Они молча потягивали пиво, слушая стук бильярдных шаров и мат посетителей. Ненадёжный свет мигал. Перебрасываться с ним короткими рваными репликами… ощущалось как что-то непозволительно родное, как что-то
додепартаменское. Потом они отправились вместе сначала за Максом, который приветственно завилял хвостом, вспомнив её запах. Пошли наматывать круги по ближайшим кварталам. Какие-то люди снимали их на телефоны. Роза сделала каменное лицо и отметила, что надо купить солнцезащитные очки. Спустя пару дней увидела их совместную фотку в каком-то таблоиде. Это был не первый раз, когда её лицо попадало на обложку – и, надо признаться, издания бывали и получше – но Роза отметила, как её взбесил сам факт.
***
Барнс эмоционально смял желтушную газетёнку и бросил комок в угол полупустой комнаты. По настоянию курирующих его правительственных винтиков мужчина переехал из квартиры Стива в дом через пару улиц. Он знал, что все этажи тут занимают сотрудники Щ.И.Т.а или М.Е.Ч.а, поэтому чувствовал себя не таким чужим, как мог бы. Обустраиваться здесь солдат не планировал: спал прямо на полу в спальном мешке, купил только телек и самое необходимое бытовое. Квартира была очень маленькой, как раз на одного. На одного одинокого ненормального мужика.

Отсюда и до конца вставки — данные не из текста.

PR #2534, opened 2024-09-23
Adding hf 14a simaid

evildaemond:
Adding the `hf 14a simaid`, this is heavily based on `hf 14a sim` however, has been pulled out of the original and modified to speed up processing of responses during a simulation. 

### Description
Simulate ISO/IEC 14443 type A tag with 4,7 or 10 byte UID, and filter for AID Values. These AID Values can be responded to and include extra APDU commands on GetData after response. The Simulation will break once the GetData has been replied to, or if the reader sends a Deselect command. 

#### Example 1: 
Simulate a DESFire tag, and if an AID of `a000000000000000000000` appears, respond with `9000`, and on the next GetData request, respond with a `9000`
`hf 14a simaid -t 3 --aid a000000000000000000000 --response 9000 --apdu 9000`

#### Example 2: 
Simulate a DESFire tag with a custom RATS, and if a GetData request is received, respond with a `9000`
`hf 14a simaid -t 3 --rats 05788172220101--apdu 86009000`

#### Example 3: 
Simulate a DESFire tag, and if any AID Values are sent by the reader in a Select command, print them in console
`hf 14a simaid -t 3 -x`

### DIFF
--- a/CHANGELOG.md
+++ b/CHANGELOG.md
@@ -18,6 +18,7 @@ This project uses the changelog in accordance with [keepchangelog](http://keepac
 - Added detection for FM11NT021 (@iceman1001)
 - Added detection of a magic NTAG 215 (@iceman1001)
 - Fixed hardnested on AVX512F #2410 (@xianglin1998)
+- Added `hf 14a aidsim` - simulates a PICC (like `14a sim`), and allows you to respond to specific AIDs and getData responses
 
 ## [Backdoor.4.18994][2024-09-10]
 - Changed flashing messages to be less scary (@iceman1001)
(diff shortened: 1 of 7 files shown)


iceman1001:
Nice one!  

for future improvements the struct should be somewhere in common.

doegox:
Hello, thank you!

Some remarks for your next PRs:
* In the commit messages, please add a description of your changes right on the first sentence. Because when listing new commits, git tools only show the first sentence. See 
image

* Group commits per added functionality, not one commit per file changed. Sometimes when a bug occurs we track down the bug with `git bisect` and having many non-compilable commits hurts. Each commit should be compilable (unless buggy, that can happen of course)

Thanks!

PR #2536, opened 2024-09-23
refactor: cleanup PacketResponseNG init

douniwan5788:


iceman1001:
I actually deliberately set all the fields to zero manually because the shortcut version of assigning zero doesn't always clear out all memory.

iceman1001:
You could do a  "memset(payload,  0,  sizeof, "  instead.

douniwan5788:
> I actually deliberately set all the fields to zero manually because the shortcut version of assigning zero doesn't always clear out all memory.

According to the C99 Standard 6.7.8.21, all remaining fields will be initialized. Do you have a reproducible case? Could it be an old compiler bug?
> If there are fewer initializers in a brace-enclosed list than there are elements or members of an aggregate, or fewer characters in a string literal used to initialize an array of known size than there are elements in the array, the remainder of the aggregate shall be initialized implicitly the same as objects that have static storage duration.

iceman1001:
Hard core experience.   So we are not doing this way.

douniwan5788:
> memset(payload, 0, sizeof

ok, I'll replace it with the `memset(payload, 0, sizeof)` form. Will that reopen the PR?

PR #2540, opened 2024-09-25
Fixed argument count for SimulateIso14443aTag() in hf_young.c

jakkpotts:
SimulateIso14443aTag() now requires five arguments, added NULL to all calls in hf_young.c


iceman1001:
Good catch!

PR #1007, opened 2017-10-16
Move objects across folders and packages

### LINKED ISSUE #842: Moving objects does not work, when switching branches
When the package assignment of an object has been changed, a branch switch does not work anymore.

Example with current version 1.37.5:

Preparation:
- Create package `zassign`
- Create package `zassign_one` (sub package of `zassign`)
- Create package `zassign_two` (sub package of `zassign`)
- Create Data Element `zassign_element` in package `zassign_one`

In abapGit do:
- Commit the package `zassign` to a git repo with abapGit (branch `master`)
- Create and checkout a new branch named `reassignment`

Now, do the following
- In SE80 right click `zassign_element` -> 'Other Functions' -> 'Change Package Assignment'
- Set `zassign_two` as new package
- Commit this change to branch `reassignment` (It will remove `zassign_element` from `zassign_one` and add it to `zassign_two` in the repository)

Now the weird stuff happens (at least for my understanding):
- Switch branch from `reassignment` to the original `master` branch. This will show you a popup, that `zassign_element` will be replaced. Click `OK`.
- Check SE80 and you will see, that `zassign_element` has been moved back from `zassign_two` to `zassign_one`

The other way round does not work anymore:
- Switch branch from `master` back to `reassignment`
- Instead of automatically "move" `zassign_element` from `zassign_one` to `zassign_two` it stays in `zassign_one` and abapGit interprets this as a local change compared to the repository.

Is this considered a bug or is there something I do not understand?
Best regards,
Tobias

EduardoCopat:
Fixes #842

See Issue for a detailed test case. It should also work when moving files in the remote (i.e. directly on github).

This is a change that is small, but could have big side effects. It needs some testing from other people :)

`run_checks` still raises warning messages regarding duplication

### DIFF
--- a/src/zabapgit_file_status.prog.abap
+++ b/src/zabapgit_file_status.prog.abap
@@ -52,6 +52,10 @@ CLASS lcl_file_status DEFINITION FINAL
                   it_state         TYPE zif_abapgit_definitions=>ty_file_signatures_ts
         RETURNING VALUE(rs_result) TYPE zif_abapgit_definitions=>ty_result
         RAISING   zcx_abapgit_exception,
+      build_old_folder_deletion
+        IMPORTING is_local         TYPE zif_abapgit_definitions=>ty_file_item
+                  is_remote        TYPE zif_abapgit_definitions=>ty_file
+        RETURNING VALUE(rs_result) TYPE zif_abapgit_definitions=>ty_result,
       identify_object
         IMPORTING iv_filename TYPE string
                   iv_path     TYPE string
@@ -151,8 +155,8 @@ CLASS lcl_file_status IMPLEMENTATION.
 
   METHOD status.
 
-    DATA: lv_index        LIKE sy-tabix,
-          lo_dot_abapgit  TYPE REF TO lcl_dot_abapgit.
+    DATA: lv_index       LIKE sy-tabix,
+          lo_dot_abapgit TYPE REF TO lcl_dot_abapgit.
 
     FIELD-SYMBOLS <ls_result> LIKE LINE OF rt_results.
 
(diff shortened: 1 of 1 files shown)


EduardoCopat:
@larshp, @WurstMitDurst Could you please review and test?

EduardoCopat:
There is a bug where reseting to local using this changes does not reset to the original state (It marks the moved object as Deletion)

larshp:
Hi,
Can you add a bit more details about the problem and implementation? I imagined that the fix would be to move some object to the correct package when deserializing, but it looks like the implementation does something else? Perhaps this happens somewhere else in the callstack, but triggered by your changes?

EduardoCopat:
Lars, yes, that's the idea.

Suppose you have `PackageA/foo.abap` and you move it  to `PackageB/foo.abap`. abapGit currently only detects this as an _addition_ of `foo.abap` to `PackageB`.

This code, in theory, detects that foo has been moved. The logic: it exists locally, but in a different folder compared to the remote.

As I mentioned in the PR, there may be unpredictable side effects. No problems to close it if it does or you think it does.

larshp:
Clone https://github.com/larshp/SHI3.git, switch to branch "moved", click pull, result:

image

The warnings and the status of files is okay, but from my point of view, the error is that the ZSHI3 report was not moved to the correct package during pull

EduardoCopat:
Hi, Lars, I will look into it. Thanks

EduardoCopat:
Lars, just had the time to test it now. 

Are you sure you were using the `EduardoCopat:move-objects-across-folders` branch? I just tested here with your example and it worked

image

larshp:
I tested it without

I think the status and warnings currently in abapGit are okay, we should fix the package assignment after pull

EduardoCopat:
Unfortunately, I will not have the time to continue developing this PR so I'm closing it 😞.

PR #1082, opened 2018-01-02
implement ligthweight tags

christianguenter2:
First basic support for ligthweight tags. #1081 

~~The feature can be enabled with the 'Enable experimental features' switch.~~

It works quite similar to branches, although you cannot checkout tags yet.
image

Overview
image

˙
Create tag
image
image

Delete tag
image
image


larshp:
Looks good, few comments:

A: Can you add a comment in create_tag that it is a "lightweight" tag?

B: Somehow we should make it visible for the user that the tag is created from the current commit

C: I'm okay with not adding this as an experimental feature, it is a new feature, so it should not affect the current usage of abapGot

christianguenter2:
Good points;

A: I added an explaining comment 
B: I added a popup showing the SHA of the current commit
image

C: I removed the activation with the experimental feature flag

larshp:
Looks good to me, tested successfully, have a few comments which I will add in the isssue, lets get this merged 🚢

PR #1151, opened 2018-01-17
Use DD_MASS_ACT_C3 for DDIC activation

christianguenter2:
#1055 
Use FM DD_MASS_ACT_C3 for DDIC activation if available. Must be enabled with experimental feature flag, otherwise the current activation logic is used.

### DIFF
--- a/src/zabapgit_objects.prog.abap
+++ b/src/zabapgit_objects.prog.abap
@@ -45,8 +45,7 @@ CLASS lcl_objects_activation DEFINITION FINAL.
     CLASS-METHODS activate_ddic
       RAISING zcx_abapgit_exception.
 
-    CLASS-METHODS activate_non_ddic
-      RAISING zcx_abapgit_exception.
+
 
     CLASS-DATA: gt_objects TYPE TABLE OF dwinactiv.
 
@@ -208,7 +207,7 @@ CLASS lcl_objects_activation IMPLEMENTATION.
                                   iv_total   = '100'
                                   iv_text    = '...' ).
 
-      activate_non_ddic( ).
+      activate_old( ).
 
     ENDIF.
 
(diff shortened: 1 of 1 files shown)


src/zabapgit_objects.prog.abap
```diff
@@ -155,6 +171,198 @@ CLASS lcl_objects_activation IMPLEMENTATION.
...
+  METHOD activate_new.
+
+    DATA: lt_ddic     TYPE act_work_area,
+          lt_non_ddic TYPE act_work_area.
+
+    IF gt_objects IS INITIAL.
+      RETURN.
+    ENDIF.
+
+    zcl_abapgit_progress=>show( iv_key     = 'Activate'
```
larshp: "Activate" -> "Activating DDIC"

src/zabapgit_objects.prog.abap
```diff
@@ -155,6 +171,198 @@ CLASS lcl_objects_activation IMPLEMENTATION.
...
+      IF sy-subrc <> 0.
+        zcx_abapgit_exception=>raise( 'error from RS_WORKING_OBJECTS_ACTIVATE' ).
+      ENDIF.
+
+    ENDIF.
+
+  ENDMETHOD.
+
+
+  METHOD filter_ddic_objects.
```
larshp: do we have some objects in abapGit that identifies themselves as DDIC, but are not really DDIC? Or is there a difference between the function modules?

christianguenter2: Oh, I see. We have already the distinction between DDIC and non-DDIC, so filter_ddic_objects is superfluous. Will change the code.

src/zabapgit_objects.prog.abap
christianguenter2: changed

christianguenter2:
Changed the logic, so that the distinction between DDIC and non-DDIC of abapGit ist used

src/zabapgit_objects.prog.abap
```diff
@@ -155,6 +165,161 @@ CLASS lcl_objects_activation IMPLEMENTATION.
...
+      activate_ddic( ).
+
+    ELSE.
+
+      zcl_abapgit_progress=>show( iv_key     = 'Activating non DDIC'
+                                  iv_current = '98'
+                                  iv_total   = '100'
+                                  iv_text    = '...' ).
+
+      activate_non_ddic( ).
```
larshp: perhaps just call `activate_old( abap_false )`, then method `activate_non_ddic` can be deleted

christianguenter2: good point, changed...

christianguenter2:
first try displaying errors:
image

PR #1213, opened 2018-02-18
Improve error messages

flaiker:
Hi. I thought we might be able to improve the error messages that are generated to be more user friendly.

Before:
image

After:
image

I kind of backported [IF_T100_DYN_MSG](https://help.sap.com/http.svc/rc/abapdocu_752_index_htm/7.52/en-US/index.htm?file=abenif_t100_dyn_msg.htm) for this and replaced the errors in DEVC with the new approach as a start.

Not sure if this is something you categorically rule out, because I edited ZCX_ABAPGIT_EXCEPTION "by hand" in eclipse. SE24 still does not allow to edit the constructor of exception classes afaik. If so just close the PR.


larshp:
Thanks, will take a look later today.

I'm thinking it might be possible to do a few changes, and have the default constructor in the exception class

larshp:
Hi,
Can you try to check if this is possible to implement without changing the constructor manually? We just need some attributes, which are automatically added as input to the constructor when adding via SE24

Plus do you know if `if_t100_message` exists on 702?

flaiker:
Should be possible without changing the constructor, just need to add some more logic to the raise methods. Naming conventions will get broken though :P

I am not sure which release it was added. Do you know the releases by date?
image

larshp:
naming conventions: yes, they are also broken in the existing exception classes

release: I guess its okay, lets just try

flaiker:
Sorry for the delay...

Constructor is now the generated one. Though I wasn't able to generate it using SE24 (I assume because of the pragma, but that cannot be removed in either eclipse nor SE24 o0).
So ADT regenerated the constructor with the quick fix thing.

larshp:
no problem, looks good, merging

PR #1325, opened 2018-04-23
User specific abapGit settings

christianguenter2:
#1316 

Rearrange the settings page. There are now two separated sections "Global settings" and "User specific settings"

image

User specific settings are stored in the user specific config.
image

And removed from gloabl storage.
image

There's also a migration mechanism, migrating existing list size and ADT jump settings to personnel settings of all abapGit users.


larshp:
code looks good, I'll test it sometime during the weekend

larshp:
sorry, I have not had much time, does anyone else have time to do a short test?

larshp:
Hi,
In case there are no global settings, ie. the default are always used, abapGit cannot be started after applying the change,
image
image

christianguenter2:
fixed

PR #1389, opened 2018-05-13
Log: show ALV popup

christianguenter2:
#703 
Use ALV popup instead of POPUP_TO_INFORM

old:
image

new:
image


christianguenter2:
fixed and sqashed.

PR #1407, opened 2018-05-20
Possible solution to zabapgit merge functionality to resolve conflicts

WolfTreak:
Hello together,

I found this open project and was amazed. As abap developer I gave up the idea of good version management. With this project this could be changed greatly.
But to use it to full it would be cool to have a merge mechanism in zabapgit as I have no opportunity to use other git clients where I would like to use this report.

So I would like to provide my first attempt to the merge functionality if it would be a possible solution.
Please look at it and tell me your opinions.

Resolving conflicts would be solved by using a Diff-Page like ResolveConflicts-Page where every conflict of the merge result would be iterated and the user can see the source file, the differences to the target file and on the right side he gets an textarea with default the target file content and can then manually migrate the content of the source part. With apply this content will be converted to xstring and then put to the stage list and a sha1-key will be generated. After all conflicts user will be see the merge page again and now every file has an sha1-key and no conflicts anymore so he can merge now the branches.

Open points:
- css way to resize the textarea
- unified div view for source/target so more space to see the merged textarea
- sha1-key generation of new content should be adjusted to normal sha1-generation of the content -> type was unknown
- Change Diff determination from local/remote to correct source/target-branch, currently the same diff determination will be used as local and remote, so you get an deleted or added row where just updated files would be

#851 Fix nothing to merge bug, because time sort in zcl_abapgit_merge by ancestors was incorrect
#797 Possible solution with textarea

### DIFF
--- a/src/ui/zcl_abapgit_gui_page_merge_res.clas.abap
+++ b/src/ui/zcl_abapgit_gui_page_merge_res.clas.abap
@@ -133,11 +133,14 @@ CLASS ZCL_ABAPGIT_GUI_PAGE_MERGE_RES IMPLEMENTATION.
     LOOP AT it_postdata ASSIGNING <postdata_line>.
       lv_string = |{ lv_string }{ <postdata_line> }|.
     ENDLOOP.
-    REPLACE ALL OCCURRENCES OF zif_abapgit_definitions=>gc_crlf IN lv_string WITH lc_replace.
+    REPLACE ALL OCCURRENCES OF zif_abapgit_definitions=>gc_crlf    IN lv_string WITH lc_replace.
+    REPLACE ALL OCCURRENCES OF zif_abapgit_definitions=>gc_newline IN lv_string WITH lc_replace.
+
     lt_fields = zcl_abapgit_html_action_utils=>parse_fields_upper_case_name( lv_string ).
     zcl_abapgit_html_action_utils=>get_field( EXPORTING name = 'MERGE_CONTENT'
                                                         it = lt_fields
                                               CHANGING cv = filedata ).
+    filedata-merge_content = cl_http_utility=>unescape_url( escaped = filedata-merge_content ).
     REPLACE ALL OCCURRENCES OF lc_replace IN filedata-merge_content WITH zif_abapgit_definitions=>gc_newline.
 
     lv_new_file_content = zcl_abapgit_convert=>string_to_xstring_utf8( iv_string = filedata-merge_content ).
@@ -314,8 +317,7 @@ CLASS ZCL_ABAPGIT_GUI_PAGE_MERGE_RES IMPLEMENTATION.
         ro_html->add( |<form id="merge_form" class="aligned-form" accept-charset="UTF-8"| ).
         ro_html->add( |method="post" action="sapevent:apply_merge">| ).
         ro_html->add( |<textarea id="merge_content" name="merge_content" | ).
-        ro_html->add( |htmlEsacpe="false" rows="{ lines( is_diff-o_diff->get( ) ) }">| ).
-        ro_html->add( |{ lv_target_content }</textarea>| ).
+        ro_html->add( |rows="{ lines( is_diff-o_diff->get( ) ) }">{ lv_target_content }</textarea>| ).
         ro_html->add( '<input type="submit" class="hidden-submit">' ).
         ro_html->add( '</form>' ).                          "#EC NOTEXT
         ro_html->add( '</div>' ).                           "#EC NOTEXT


larshp:
Hi,
Welcome to the abapGit community, check http://dotabap.org for abapgit based projects, if you are located near Germany there is a meetup late next month https://wiki.scn.sap.com/wiki/display/events/abapGit+Community+Meetup, also feel free to join the slack channel, https://abapgit-slackinviter.herokuapp.com

Thanks for the PR, will take a look, also see the errors in the travis build: https://travis-ci.org/larshp/abapGit/builds/381402253

```
src/ui/zcl_abapgit_gui_page_merge.clas.abap[7, 1]        - Bad indentation
src/ui/zcl_abapgit_gui_page_merge_res.clas.abap[152, 1]  - Reduce line length
src/ui/zcl_abapgit_gui_page_merge_res.clas.abap[315, 1]  - Reduce line length
src/ui/zcl_abapgit_gui_page_merge_res.clas.abap[320, 1]  - Reduce line length
src/ui/zcl_abapgit_gui_page_merge_res.clas.abap[321, 1]  - Reduce line length
src/ui/zcl_abapgit_gui_page_merge_res.clas.abap[205, 5]  - EXIT or CHECK outside of loop
src/ui/zcl_abapgit_gui_page_merge_res.clas.abap[479, 5]  - EXIT or CHECK outside of loop
src/ui/zcl_abapgit_gui_page_merge_res.clas.abap[484, 5]  - EXIT or CHECK outside of loop
src/ui/zcl_abapgit_gui_page_merge_res.clas.abap[499, 5]  - EXIT or CHECK outside of loop
src/ui/zcl_abapgit_gui_page_merge_res.clas.abap[135, 5]  - Reorder definitions to top of routine
src/ui/zcl_abapgit_gui_page_merge_res.clas.abap[314, 7]  - Reorder definitions to top of routine
src/ui/zcl_abapgit_gui_page_merge_res.clas.abap[486, 5]  - Reorder definitions to top of routine
src/ui/zcl_abapgit_gui_page_merge_res.clas.abap[542, 11] - Reorder definitions to top of routine
src/ui/zcl_abapgit_gui_page_merge_res.clas.abap[7, 1]    - Bad indentation
```

src/zcl_abapgit_merge.clas.abap
```diff
@@ -231,9 +231,11 @@ CLASS ZCL_ABAPGIT_MERGE IMPLEMENTATION.
       <ls_ancestor>-commit = lv_commit.
       <ls_ancestor>-tree = ls_commit-tree.
       <ls_ancestor>-body = ls_commit-body.
-      FIND REGEX zif_abapgit_definitions=>gc_author_regex IN ls_commit-author
-        SUBMATCHES <ls_ancestor>-time ##NO_TEXT.
-      ASSERT sy-subrc = 0.
+      <ls_ancestor>-time = ls_commit-author.
+
+      "Authorkommentar um alles entfernen, bis auf die Zeitangabe
+      REPLACE ALL OCCURRENCES OF REGEX '[a-zA-Z<>@.-]*' IN <ls_ancestor>-time WITH ''.
```
larshp: English comments please

jfilak:
Good job!

I cannot comment the coding, so here are my 2cents for UX.

I propose to have all 3 panels (Source, Target, Merge) looking the same and place the Merge panel into the middle. So, you either take the version from the left side or from the right side.

I would also swap the Source (<branch name>) panel and the Target (HEAD or <branch name>) panel because the left side is usually understood as history (you know timelines) and the right side is future. Even in programming you usually assign a right side value to a left side variable.

Also a button saying "use this version completely" for both the Source and the Target might be useful.

christianguenter2:
Small bug. If I resolve a conflict and then press again the 'Resolve Conflicts' button I get a shortdump.

image

image

christianguenter2:
When I do the following conflict resolution, the source is corrupted. It seems that the static method invocation operator => isn't escaped properly.

image


image

WolfTreak:
Thx for your comments, I will revisit the code and fix the points, change a little the layout and so on
I will make a further commit if I have a new version :-)

WolfTreak:
Hello together,

here is now the new version of this pull request.

If you click resolve conflicts you get at first the possible choice to select one of the branch versions(click apply next to branch name). If you dont want to select one and want to merge the solutions then you can click above on toggle merge mode and get to the next picture.

selectionmode

Here you can then merge the content in the textarea and click on apply. After that you get back to the merge page and with click on merge you can commit your merging.

mergemode

Now should also be the escaping working correct.

Please test it if it works like desired.

Best regards

WolfTreak

christianguenter2:
Given the following scenario. I have two branches master and feature. I'm on branch master and merge feature into master.

image

I apply the source of the feature branch.
image

Merge, commit and refresh. The merge was successful in the remote repository. But the local master branch is not in sync with its remote. And I cannot pull.
image

image

Shouldn't be the local checked out branch be in sync with its remote tracking branch after another branch was merged into?

WolfTreak:
So I understood the current merge functionality, is that if you merge something into another branch you make a new commit for that branch with the changes and there is no connections to the local source code. 

So you have the opportunity to be in branch bugfix maybe and merge branch feature with master without the dependency to actual be in master or in feature.

But that implies that you have an online repo where you can commit your merge otherwise this wouldn't work.

I have also seen that "bug" that you can't pull if you merged something in master and after that you will be in master. There you can only see the difference and click "Reset local" if you want to reset your local coding.

But that is in my opinion already a bug in the current "productive" code and should be correct sometimes. I think somewhere the application thinks because of the merge that the current local commit is the merge commit and doesn't allow you to pull. But in my opinion that is currently also so if you change local the source code you can't pull, only stage and if you want to reset you must push "Reset local".

larshp:
Hi,
I agree with the comments above, but we might need to take a look at this in the future.

I'm actually okay with merging this PR, I've found some bugs/comments but they are all minor. We can take these in follow up PRs, this PR is getting large, and #1416 is also on the way in.

🚢

PR #1534, opened 2018-06-28
delete empty packages

christianguenter2:
#1533

### DIFF
--- a/src/objects/zcl_abapgit_object_devc.clas.abap
+++ b/src/objects/zcl_abapgit_object_devc.clas.abap
@@ -20,7 +20,16 @@ CLASS zcl_abapgit_object_devc DEFINITION PUBLIC
                          RAISING   zcx_abapgit_exception,
       set_lock IMPORTING ii_package TYPE REF TO if_package
                          iv_lock    TYPE abap_bool
-               RAISING   zcx_abapgit_exception.
+               RAISING   zcx_abapgit_exception,
+      is_empty
+        IMPORTING iv_package_name    TYPE devclass
+        RETURNING VALUE(rv_is_empty) TYPE abap_bool
+        RAISING   zcx_abapgit_exception,
+      load_package
+        IMPORTING iv_package_name   TYPE devclass
+        RETURNING VALUE(ri_package) TYPE REF TO if_package
+        RAISING   zcx_abapgit_exception.
+
     DATA:
       mv_local_devclass TYPE devclass.
 ENDCLASS.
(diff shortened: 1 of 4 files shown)


larshp:
I am worried about the performance of GET_ELEMENTS

image

It does instantiation of each object.

Suggest replacing with an existence check on TADIR,
```abap
SELECT SINGLE * FROM tadir INTO ls_tadir WHERE devclass = package_name.
rv_empty = boolc( ... ).
```

Perhaps we should add a note somewhere regarding the SAP standard behavior for transported packages, they can only be deleted if no rows exists in TADIR. I.e. deletions of objects must be transported before the package can be deleted.

src/objects/zcl_abapgit_object_devc.clas.abap
```diff
@@ -558,4 +621,42 @@ CLASS zcl_abapgit_object_devc IMPLEMENTATION.
...
+
+  METHOD is_empty.
+
+    DATA: lv_object_name TYPE tadir-obj_name.
+
+    SELECT SINGLE obj_name
+           FROM tadir
+           INTO lv_object_name
+           WHERE obj_name <> iv_package_name
+           AND   devclass = iv_package_name.
```
larshp: I guess this will break if objects in the package are named the same as the package?

christianguenter2: you're right. Fixed it.

src/objects/zcl_abapgit_object_devc.clas.abap
```diff
@@ -629,8 +629,10 @@ CLASS zcl_abapgit_object_devc IMPLEMENTATION.
     SELECT SINGLE obj_name
            FROM tadir
            INTO lv_object_name
-           WHERE obj_name <> iv_package_name
-           AND   devclass = iv_package_name.
+           WHERE pgmid    =  'R3TR'
+           AND   object   <> 'DEVC'
+           AND   obj_name <> iv_package_name
+           AND   devclass =  iv_package_name.
```
larshp: If package name = ZNAME and it contains DOMA ZNAME, this will return true, as if the package is empty? Or perhaps I'm just too tired today

christianguenter2: hm, you are probably right. I really shouldnt't watch soccer and code... I'll fix it sometime later.

larshp: I dont remember how subpackages are stored, this is another test case

christianguenter2:
@larshp next try

PR #1568, opened 2018-07-06
Performance Improvement in X_TO_BITBYTE Conversion

mkaesemann:
Since X_TO_BITBYTE only converts a single byte to a bitstring, it is faster to use direct addressing instead of a loop/concatenate pair, since concatenate on characters has to process the whole char array in each run.


christianguenter2:
@mkaesemann this is quite an improvement! Thank you

PR #1619, opened 2018-07-11
 zcl_abapgit_factory naming convention #1132

JohannesKonings:
https://github.com/larshp/abapGit/issues/1132


christianguenter2:
why do we use g prefix instead of m?

JohannesKonings:
It was a finding in http://docs.abapopenchecks.org/checks/69/
It differentiates between instance and static attribute.

PR #6978, opened 2024-07-10
Clear variables when getting `i18n` files

albertmink:
Not sure how you prefer:
(a) clear variables before passing to method
(b) clear variables inside METH

This PR implements (b).

Problem:
A non-cleared variable `lv_ext`
https://github.com/abapGit/abapGit/blob/1269360946d0625b2b671bc3171b01d0d6a96c9d/src/objects/core/zcl_abapgit_objects_files.clas.abap#L407


albertmink:
Contributes to #6980

mbtools:
I prefer (b). But in this case, the `clear` should be inside of `zcl_abapgit_filename_logic=>i18n_file_to_object` 😉

wurzka (approved):
LGTM :)

PR #6979, opened 2024-07-10
Simplify the JSON2ABAP

albertmink:
No need to call a fully customized AJSON handler. Just a plain AJSON with snake_case.

Contributes to #6980


mbtools (approved):
👍

PR #6981, opened 2024-07-10
Allow staging for empty repositories

### LINKED ISSUE #6968: Small Usability problem when creating new online repo
When I create a new online repo and I have a already stuff in the package, I arrive on the page with a list of the local objects but have no stage link/button there. I have to go back to the repo list and need to use the stage/button there for the initial stage/commit/push.

Current standalone version

mbtools:
Makes staging available if a repo contains zero files.

Closes #6968


larshp (approved):
lgtm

Касл был сильно выше мутантки. Она смотрела на него с улыбкой и трепала пса по ушам.
Идиллия. Гребаный рай. Барнс отчаянно пытался привести себя в порядок, выполняя простейшее дыхательное упражнение, которому его научила док. Хоть какая-то польза от неё всё же была. Скажем, сейчас ему хотелось набить морду Карателю всего лишь на восьмёрочку из десяти. Он бы без раздумий проломил ему грудину или череп. Заткнись, идиот: они всего лишь шли рядом. Здравый смысл старался успокоить разбушевавшуюся злость, на которую когда-то подсадили личность Зимнего. Баки анализировал ситуацию, Баки понимал, что его подогревала не только фотка, но и скользкий заголовок под ней. А ещё его собственное нутро, предающее в самый неподходящий момент. Заглядывать в это нутро он не собирался, как и называть вещи своими именами.
А если бы и собрался, ничего хорошего из этого бы не вышло.
Ты – долбоёб. То, что ты чувствуешь – ревность.
Он со всей дури шарахнулся лбом в стену. Не помогло. А дурь из головы выбивать было необходимо. Тут Рейнор тоже права. Решив выбрать меньшее из множества зол, Барнс набрал Сэма Уилсона.